EXERCISE GOAL: From the entries below, retype only the lines from the one with "chensun: Looks like" through the one with "- [x] The title", exactly as written.
##### GIVEN ENTRIES
PR #8978, opened 2023-03-13
test: Adding v2 initialization tests 

chensun:
Part of https://github.com/kubeflow/pipelines/issues/6168
New tests ran successfully
image

**Checklist:**


test/initialization-test/run_test.sh
```diff
@@ -57,8 +61,11 @@ fi
 GITHUB_REPO=kubeflow/pipelines
 BASE_DIR=/go/src/github.com/${GITHUB_REPO}
 JUNIT_TEST_RESULT=junit_InitializationTestOutput.xml
-TEST_DIR=backend/test/initialization
-
+if [ -n "$TEST_V2_API" ]; then
+  TEST_DIR=backend/test/v2/initialization
```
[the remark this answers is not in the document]
chensun: In that way, `go test ./...` on v1 test folder would also run v2 tests because it's a subdirectory. 
Technically subdirectories can still be filtered out, but I don't feel like overcomplicating the command, which could be error-prone.

backend/src/common/client/api_server/experiment_client_fake.go
```diff
@@ -9,7 +23,6 @@ import (
 )
 
 const (
-	ExperimentForDefaultTest     = "EXPERIMENT_DEFAULT"
```
gkcalat, line 12: To confirm: was this an unused constant?

chensun: correct

backend/src/common/client/api_server/v2/experiment_client.go
```diff
@@ -0,0 +1,217 @@
...
+import (
+	"fmt"
+	"time"
+
+	"github.com/go-openapi/runtime"
+	"github.com/go-openapi/strfmt"
+	apiclient "github.com/kubeflow/pipelines/backend/api/v2beta1/go_http_client/experiment_client"
+	params "github.com/kubeflow/pipelines/backend/api/v2beta1/go_http_client/experiment_client/experiment_service"
+	model "github.com/kubeflow/pipelines/backend/api/v2beta1/go_http_client/experiment_model"
+	"github.com/kubeflow/pipelines/backend/src/common/client/api_server"
```
gkcalat, line 26: Would it be better to move v1 clients into `common/client/v1` and v2 clients into `/common/client/v2`, while keeping the shared utils in `/common/client`?

gkcalat: As we are going to support both v1 and v2 API once integration is completed, should we make a single package for both API clients? If yes, we may want to store v2-related code in the same folder with the v1?

backend/src/common/client/api_server/v2/experiment_client.go
```diff
@@ -0,0 +1,217 @@
...
+	Get(params *params.GetExperimentParams) (*model.V2beta1Experiment, error)
+	List(params *params.ListExperimentsParams) ([]*model.V2beta1Experiment, int, string, error)
+	ListAll(params *params.ListExperimentsParams, maxResultSize int) ([]*model.V2beta1Experiment, error)
+	Archive(params *params.ArchiveExperimentParams) error
+	Unarchive(params *params.UnarchiveExperimentParams) error
+}
+
+type ExperimentClient struct {
+	apiClient      *apiclient.Experiment
+	authInfoWriter runtime.ClientAuthInfoWriter
```
gkcalat, line 48: Can we remove it? What is it being used for?

backend/src/common/client/api_server/v2/experiment_client.go
```diff
@@ -0,0 +1,217 @@
...
+	ctx, cancel := context.WithTimeout(context.Background(), apiServerDefaultTimeout)
+	defer cancel()
+
+	// Make service call
+	parameters.Context = ctx
+	response, err := c.apiClient.ExperimentService.CreateExperiment(parameters)
+	if err != nil {
+		return nil, util.NewUserError(err,
+			fmt.Sprintf("Failed to create experiment. Params: '%+v'. Body: '%+v'", parameters, parameters.Body),
+			fmt.Sprintf("Failed to create experiment '%v'", parameters.Body.DisplayName))
```
gkcalat, line 94: NIT: combine these as `fmt.Sprintf("Failed to create experiment '%v'. Params: '%+v'. Body: '%+v'", parameters.Body.DisplayName, parameters, parameters.Body)`

backend/src/common/client/api_server/v2/experiment_client.go
```diff
@@ -0,0 +1,217 @@
...
+	ctx, cancel := context.WithTimeout(context.Background(), apiServerDefaultTimeout)
+	defer cancel()
+
+	// Make service call
+	parameters.Context = ctx
+	response, err := c.apiClient.ExperimentService.GetExperiment(parameters)
+	if err != nil {
+		return nil, util.NewUserError(err,
+			fmt.Sprintf("Failed to get experiment. Params: '%+v'", parameters),
+			fmt.Sprintf("Failed to get experiment '%v'", parameters.ExperimentID))
```
gkcalat, line 112: NIT: combine together?

backend/src/common/client/api_server/v2/experiment_client.go
```diff
@@ -0,0 +1,217 @@
...
+
+	return nil
+}
+
+func (c *ExperimentClient) ListAll(parameters *params.ListExperimentsParams, maxResultSize int) (
+	[]*model.V2beta1Experiment, error) {
+	return listAllForExperiment(c, parameters, maxResultSize)
+}
+
+func listAllForExperiment(client ExperimentInterface, parameters *params.ListExperimentsParams,
```
gkcalat, line 158: For my education, why do we need `listAllForExperiment` function and the ` to to wrap this function?

backend/src/common/client/api_server/v2/experiment_client.go
chensun: > Would it be better to move v1 clients into common/client/v1 and v2 clients into /common/client/v2, while keeping the shared utils in /common/client?

Yes, I can do that, it would just produce more diff with not very obvious benefits IMO. But I don't have a strong opinion. I can make the change.

> As we are going to support both v1 and v2 API once integration is completed, should we make a single package for both API clients? If yes, we may want to store v2-related code in the same folder with the v1?

We will support both v1 and v2 API in the foreseeable near term, and deprecate v1 API later. And the clients are only used for testing only, so I don't think it's worth the effort to combine them into a single package.

gkcalat (commented):
Thank you @chensun!
I left a few comments below.

backend/src/common/client/api_server/v2/experiment_client.go
chensun: Removed. Will revisit whether to add/remove this for other APIs later.

backend/src/common/client/api_server/v2/experiment_client.go
chensun: Separating clients (even only experiment client) to v1 and v2 folder creates diffs for the entire integration test suite. I'll keep this PR clean to initialization test at this moment, and rethink whether to move v1 clients when adding v2 integration tests.

test/initialization-test/run_test.sh
```diff
@@ -25,6 +25,7 @@ usage()
     echo "usage: run_test.sh
     --results-gcs-dir GCS directory for the test results. Usually gs://<project-id>/<commit-sha>/initialization_test
     [--namespace      k8s namespace where ml-pipelines is deployed. The tests run against the instance in this namespace]
+    [--test-v2-api run test using v2 API]
```
Linchin, line 28: nit: make the space consistent with other options.

backend/src/common/client/api_server/v2/experiment_client.go
Linchin, line 1: Just wondering, would it be better if we create a folder `api_server_v2` that is parallel to `api_server` to store all the clients?

backend/test/v2/test_utils.go
```diff
@@ -0,0 +1,96 @@
...
+	api_server "github.com/kubeflow/pipelines/backend/src/common/client/api_server/v2"
+	"github.com/pkg/errors"
+	"github.com/stretchr/testify/assert"
+	"k8s.io/client-go/tools/clientcmd"
+	clientcmdapi "k8s.io/client-go/tools/clientcmd/api"
+)
+
+func WaitForReady(namespace string, initializeTimeout time.Duration) error {
+	operation := func() error {
+		response, err := http.Get(fmt.Sprintf("http://ml-pipeline.%s.svc.cluster.local:8888/apis/v2beta11/healthz", namespace))
```
Linchin, line 36: Please correct me if I'm wrong, is there supposed to be two 1's  in the path `/v2beta11/`?

backend/test/v2/test_utils.go
```diff
@@ -0,0 +1,96 @@
...
+
+func GetClientConfig(namespace string) clientcmd.ClientConfig {
+	loadingRules := clientcmd.NewDefaultClientConfigLoadingRules()
+	loadingRules.DefaultClientConfig = &clientcmd.DefaultClientConfig
+	overrides := clientcmd.ConfigOverrides{Context: clientcmdapi.Context{Namespace: namespace}}
+	return clientcmd.NewInteractiveDeferredLoadingClientConfig(loadingRules,
+		&overrides, os.Stdin)
+}
+
+func GetExperiment(name string, description string, namespace string) *experiment_model.V2beta1Experiment {
```
Linchin, line 64: This function doesn't seem to carry out the logic that retrieves experiments from the server. Is it intentional at this stage?

test/initialization-test/run_test.sh
chensun: Good catch. Fixed.

backend/test/v2/test_utils.go
chensun: Looks like this method is not used yet, removed it from the PR. 
To answer your question, looking at the v1 integration test, it's intended to "create" an API model object. So maybe the name is a bit misleading.

backend/test/v2/test_utils.go
chensun: Good catch. Fixed.

backend/src/common/client/api_server/v2/experiment_client.go
chensun: I don't see much difference between the two. Having a `v2` folder seems to be more common in our current code base. Also per https://github.com/kubeflow/pipelines/pull/8978/files/2f6e940718a1ebf469a5ac0834279c738285fefe#r1135920013, we might move v1 clients to a parallel folder later.

backend/test/v2/test_utils.go
Linchin: I see. Maybe we can rename this function and add a test for `GetExperiment()` method.

backend/src/common/client/api_server/v2/experiment_client.go
Linchin: Good point. Also either way we will have to rename/move the folder when we deprecate v1.

gkcalat:
/lgtm
/approve

Thank you, @chensun!

PR #8981, opened 2023-03-13
feat: add NodeSelector message to kfp-kubernetes proto

connor-mccarthy:

**Checklist:**
- [x] The title for your pull request (PR) should follow our title convention. [Learn more about 
the pull request title convention used in this repository](https://github.com/kubeflow/pipelines/blob/master/CONTRIBUTING.md#pull-request-title-convention).


connor-mccarthy:
/assign @gkcalat

@gkcalat, when you review, can you let me know if you think you the `NodeSelector` message ought to be wrapped in an outer parent message? I'm curious if you think it's likely we have future features that should be grouped alongside `NodeSelector`.

FYI, @chensun

gkcalat (approved):
Thank you @connor-mccarthy.

`NodeSelector` is located [at the top level](https://pkg.go.dev/k8s.io/api/core/v1#PodSpec) of `PodSpec`. I believe the current implementation is sufficient.

If we get user requests for [Affinity](https://pkg.go.dev/k8s.io/api/core/v1#Affinity), it can be added a separate message. It is a lot more functional compared to NodeSelector, but will also require more knowledge about compute cluster from SDK users.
##########
ANSWER SPACE:
chensun: Looks like this method is not used yet, removed it from the PR. 
To answer your question, looking at the v1 integration test, it's intended to "create" an API model object. So maybe the name is a bit misleading.

backend/test/v2/test_utils.go
chensun: Good catch. Fixed.

backend/src/common/client/api_server/v2/experiment_client.go
chensun: I don't see much difference between the two. Having a `v2` folder seems to be more common in our current code base. Also per https://github.com/kubeflow/pipelines/pull/8978/files/2f6e940718a1ebf469a5ac0834279c738285fefe#r1135920013, we might move v1 clients to a parallel folder later.

backend/test/v2/test_utils.go
Linchin: I see. Maybe we can rename this function and add a test for `GetExperiment()` method.

backend/src/common/client/api_server/v2/experiment_client.go
Linchin: Good point. Also either way we will have to rename/move the folder when we deprecate v1.

gkcalat:
/lgtm
/approve

Thank you, @chensun!

PR #8981, opened 2023-03-13
feat: add NodeSelector message to kfp-kubernetes proto

connor-mccarthy:

**Checklist:**
- [x] The title for your pull request (PR) should follow our title convention. [Learn more about 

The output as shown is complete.